Table 1.7.1: Odia to English Alignment shown below.

Testing on Odia to English translation

Parse tree in Odia

Apply transfer rules

The text mentioned in red indicates that the text has been translated into English, while the text in white indicates that this text has not yet been translated.

Figure 1.7: The right top corner shows one rule in red which has been applied while the second rule in white is next to be applied to the parse tree

Apply rule 4

Open source hierarchical phrase based machine trans- lation system
JOSHUA

Main functionalities
Language Model
MERT

Moses

Factored Translation Model

Example of phrase based MT lagging

Toolkit

However, most of the systems mentioned above are not open source and therefore not readily available for research. In the following topics, we present two of the well-known open source hierarchical phrase-based MT systems. Joshua implements all the algorithms needed for synchronous CFGs: graph parsing, n-gram language model integration, bundle and cube pruning, and k-best extraction.

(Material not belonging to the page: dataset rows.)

PR #1255, opened 2022-07-26
Doxygen Updates

varunagrawal:
Based on #1252, I made a bunch of improvements to doxygen related doc generation.

1. Defined different groups corresponding to the directories under `gtsam`.
2. Made `GTSAM_UNSTABLE` a `page` since doxygen doesn't like having 2 `mainpage`s.
3. Fixed a whole bunch of grouping issues.
4. Fixed a whole bunch of formatting issues.
5. Replaced `addtogroup` with `ingroup` so that the docs render nicely.
6. Upgraded the `Doxyfile` config file.
7. Updated CMake to have the correct directory listing to look for docstrings.
8. Fixed some docstring typos.
9. Fixed incorrect filenames.


gtsam/navigation/CombinedImuFactor.h
```diff
@@ -252,7 +252,7 @@ class GTSAM_EXPORT PreintegratedCombinedMeasurements : public PreintegrationType
  *    the correlation between the bias uncertainty and the preintegrated
  *    measurements uncertainty.
  *
- * @ingroup SLAM
+ * @ingroup navigation
```
ProfFan, line 255: does case matter in the final doc?

varunagrawal: No but those are labels and I liked the labels to be lower case. Helps differentiate between the actual titles in the docs.

jlblancoc (approved):
LGTM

The toolkit has been shown to achieve state-of-the-art translation performance on the WMT09 French-English translation task. Instead of using the entire corpus for grammar extraction, only part of the corpus is used as suggested by Kishore Papineni. Each selected sentence causes an increase in the n-grams in W present in it by their number in that sentence.

Hierarchical phrase-based MT requires grammars extracted from parallel corpus, but in real translation tasks, grammars are too large and often violate memory con-. In this part, we describe the different sub-functionalities of the decoding algorithms as described in Li et al. Grammar Formalism The decoder implements a synchronous context-free grammar (SCFG) of the kind described by Heiro.

Chart Parsing Given a source sentence, the decoder produces 1-best and k-best translation using a CKY parser. This java implementation can read ARPA from what is provided by the SRILM toolkit and therefore the decoder can be used independently of SRILM. They also developed their own code that allows the decoder to use the SRILM toolkit to read and score n-grams.

He recently started developing a phrase-based hierarchical MT to make it a complete toolkit. That's why he brought a complete set of translation tools for academic research. The decoder is a central component of a toolkit that was taken from the pharaoh in order to attract the interests of the pharaoh's followers.

Phrase based translation of a Hindi sentence to En- glish sentence
Example to establish reordering
Websites for Gazetteer list
Examples of noisy data in CoNll corpus
Grammar correction example
Single reference translation
Multiple Reference Translations
Translation models

Factor-Based Translation Model

Hindi-english translation

I Proceedings of the 2003 Conference of the North American Chapter of Association for Computational Linguistics on Human Language Technology - bind 1, NAACL ’03, side 48-54, Stroudsburg, PA, USA. I Proceedings of the Joint Fifth Workshop on Statistical Machine Translation and MetricsMATR, WMT ’10, side 133-137, Stroudsburg, PA, USA. InProceedings af den 21. internationale konference om computational Linguistics og det 44. årlige møde i Association for Computational Linguistics, ACL-44, side 609-616, Stroudsburg, PA, USA.

InProceedings of the 43rd Annual Meeting on Association for Computational Linguistics, ACL '05, pages 271–279, Stroudsburg, PA, USA. For example:- (This mapping was observed during the training) BArt kA prDAn m/F→Prime Minister of India If a similar sentence appears during testing,. Input for Hi-En translation system is:- sV~ l l\Xn m\ EgrA pln Expected output is:- plane down in central London.

System A: Responsibility of Israeli officials for airport security Reference: Israeli officials are responsible for airport security SYSTEM B: airport security Israeli officials are responsible. Israeli officials are responsible for airport security Israel is responsible for security at this airport. The security work for this airport is the responsibility of the Israeli government, the Israeli side was responsible for the security of this airport.

English Rule-Based Voter from Lucene The configuration for factors was done as follows:-.